(RECORDS SHOWN):

PR #1346, opened 2026-06-04
Added initial support for JSON module (JSON.SET/GET)

vladvildanov:
This PR introduces support for Redis modules, starting with RedisJSON. Beyond the two commands themselves, the goal is to lay down the reusable pattern every future module command will follow: where module command code lives, how it's namespaced, how replies are kept protocol-safe, and how the module test suite is wired into CI.

  **Test infrastructure**
  - New decoupled test:modules group (test/modules/, shared test/lint/json.rb), folded into the default rake test aggregate after the standalone/distributed/sentinel suites.
  - New Helper::Modules client + omit_unless_module("ReJSON") helper (checks MODULE LIST, not the version number).
  - Module tests run on a configurable port (REDIS_MODULES_PORT, default 6381).
  
   **Docker / CI — version-aware module testing**
  - Module tests run inside the existing test matrix (Ruby × Redis version × driver), not a separate job.
  - On Redis ≥ 8.0, modules are in core → tests run against the regular standalone instance; no extra infrastructure.
  - On Redis 7.2.x / 7.4.x, a dedicated Redis Stack service (compose modules profile, port 6383) is booted with the version-matched image — 7.2 → rs-7.2.0-v20, 7.4 → rs-7.4.0-v8 — and the module client points
  at it.
  - makefile gains start_modules / stop_modules shims.

---

> [!NOTE]
> **Low Risk**
> New optional API surface and test/docker wiring; no changes to core Redis command paths or auth.
> 
> **Overview**
> Adds **RedisJSON** client support via `json_set` and `json_get` under `Redis::Commands::Modules::Json`, wired into `Redis` and `Redis::Distributed`. Values are encoded with `JSON.generate` on write and parsed on read, with `raw:`, `nx:`, and `xx:` options; conditional sets use the existing `BoolifySet` reply shaping.
> 
> Introduces a **`test:modules`** suite (`test/modules/`, shared `Lint::Json`), `Helper::Modules` / `Helper::DistributedModules`, and `require_module("ReJSON")` so missing module support fails loudly. CI runs module tests in the existing matrix: Redis **≥ 8** hits standalone on **6381**; **7.2/7.4** boot a Redis Stack service on **6383** (`docker compose` `modules` profile, version-matched `REDIS_STACK_VERSION`). Rake default `test` and GitHub Actions now include `test:modules`; the makefile adds `start_modules` / `stop_modules`.
> 
> <sup>Reviewed by [Cursor Bugbot](https://cursor.com/bugbot) for commit 7cf316ea1ac5a2aeed5126116933dd15b4dd4414. Bugbot is set up for automated code reviews on this repo. Configure [here](https://www.cursor.com/dashboard/bugbot).</sup>

### DIFF
--- a/.github/workflows/test.yaml
+++ b/.github/workflows/test.yaml
@@ -47,6 +47,12 @@ jobs:
           - { ruby_distribution: TruffleRuby, ruby_version: "4.0" }
     env:
       REDIS_VERSION: ${{ matrix.redis_version }}
+      # RedisJSON et al. ship in Redis core only from 8.0. On the 7.2/7.4 rows the module tests
+      # run against a Redis Stack instance (port 6383) booted from the version-matched rs- tag;
+      # on >= 8 REDIS_STACK_VERSION is empty (no Stack booted) and the module tests run against
+      # the standalone instance (port 6381).
+      REDIS_STACK_VERSION: ${{ startsWith(matrix.redis_version, '7.2') && 'rs-7.2.0-v20' || startsWith(matrix.redis_version, '7.4') && 'rs-7.4.0-v8' || '' }}
+      REDIS_MODULES_PORT: ${{ (startsWith(matrix.redis_version, '7.2') || startsWith(matrix.redis_version, '7.4')) && '6383' || '6381' }}
       DRIVER: ${{ matrix.driver == 'hiredis' && 'hiredis' || 'ruby' }}
       LOW_TIMEOUT: "0.14"
       # TruffleRuby defaults to a throughput-tuned JIT mode that warms up slowly;
@@ -79,8 +85,13 @@ jobs:
       - name: Boot Redis (all topologies)
         run: docker compose --profile all up -d --wait
 
-      - name: Run standalone, distributed, sentinel suites
-        run: bundle exec rake test:redis test:distributed test:sentinel
+      # Only on Redis < 8, where modules aren't in core; on >= 8 the module tests use standalone.
+      - name: Boot Redis Stack (module tests on Redis < 8)
+        if: env.REDIS_STACK_VERSION != ''
+        run: docker compose --profile modules up -d --wait
+
+      - name: Run standalone, distributed, sentinel, module suites
+        run: bundle exec rake test:redis test:distributed test:sentinel test:modules
 
       - name: Run cluster suite
         env:
@@ -90,4 +101,4 @@ jobs:
 
       - name: Tear down Redis
         if: always()
-        run: docker compose --profile all down -v
+        run: docker compose --profile all --profile modules down -v
--- a/lib/redis/commands/modules/json.rb
+++ b/lib/redis/commands/modules/json.rb
@@ -16,19 +16,30 @@ class Redis
     module Json
       # Set the JSON value at +path+ in the document stored under +key+.
       #
+      # By default +value+ is a Ruby object that is serialized to JSON text with
+      # JSON.generate. Pass +raw: true+ to send an already-encoded JSON string through
+      # untouched (no re-serialization), which avoids double-encoding pre-built JSON.
+      #
       # @example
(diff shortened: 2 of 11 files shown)


.github/workflows/test.yaml
```diff
@@ -90,4 +101,4 @@ jobs:
 
       - name: Tear down Redis
         if: always()
-        run: docker compose --profile all down -v
+        run: docker compose --profile all --profile modules down -v
```
petyaslavova, line 104: Shouldn't `all` cover also `modules`

test/lint/json.rb
```diff
@@ -0,0 +1,94 @@
+# frozen_string_literal: true
+
+module Lint
+  module Json
+    def setup
+      super
+      omit_unless_module("ReJSON")
```
petyaslavova: Maybe it will be a good idea here to raise some error when the module is missing. When we run the module tests we should expect to have all modules we want to test available in the test server.
If we just skip those tests when the module is not available, there might be some major problem that would be missed because the tests will just be skipped.

lib/redis/commands/modules/json.rb
```diff
@@ -0,0 +1,83 @@
...
+    module Json
+      # Set the JSON value at +path+ in the document stored under +key+.
+      #
+      # By default +value+ is a Ruby object that is serialized to JSON text with
+      # JSON.generate. Pass +raw: true+ to send an already-encoded JSON string through
+      # untouched (no re-serialization), which avoids double-encoding pre-built JSON.
+      #
+      # @example
+      #   redis.json_set("doc", "$", { "a" => 1, "nested" => { "b" => 2 } })
+      #     # => true
```
petyaslavova: There is no test validating the return result of the regular set. 
The json_set return type is only validated when `nx` and `xx` are provided.
In these two examples `true` is shown as return value, but at the end of the docstring is stated that for those two we should have raw +"OK"+ reply.

lib/redis/commands/modules/json.rb
```diff
@@ -0,0 +1,83 @@
...
+      #   when +raw+ is true
+      # @param [Boolean] nx only set when the path does not already exist
+      # @param [Boolean] xx only set when the path already exists
+      # @param [Boolean] raw treat +value+ as an already-encoded JSON string and send it as-is
+      # @return [Boolean, String] when +nx+ or +xx+ is given, +true+ on success and +false+
+      #   when the condition was not met; otherwise the raw +"OK"+ reply
+      def json_set(key, path, value, nx: false, xx: false, raw: false)
+        value = ::JSON.generate(value) unless raw
+        args = [:"JSON.SET", key, path, value]
+        args << "NX" if nx
```
petyaslavova, line 50: NX and XX cannot both be true, maybe additional guard for improper command usage would be beneficial - this could also be added to the docstring.

.github/workflows/test.yaml
vladvildanov: I decided to decouple those, the reason is that we do not need Redis Stack on versions >= 8.0, so I just spin up Redis Stack separately in case we're testing with Redis < 8.0

lib/redis/commands/modules/json.rb
vladvildanov: Good catch, the problem that this is a pattern throughout whole library. But I agree we can start validating those.

test/lint/json.rb
vladvildanov: Done

lib/redis/commands/modules/json.rb
vladvildanov: Fixed

lib/redis/commands/modules/json.rb
vladvildanov: Added

petyaslavova (approved):
LGTM.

(ABOUT THIS EXERCISE):
Throughout the data above, copy all lines where the word "workflows" is found.

(SOLUTION FOR THIS EXERCISE):
--- a/.github/workflows/test.yaml
+++ b/.github/workflows/test.yaml
.github/workflows/test.yaml
.github/workflows/test.yaml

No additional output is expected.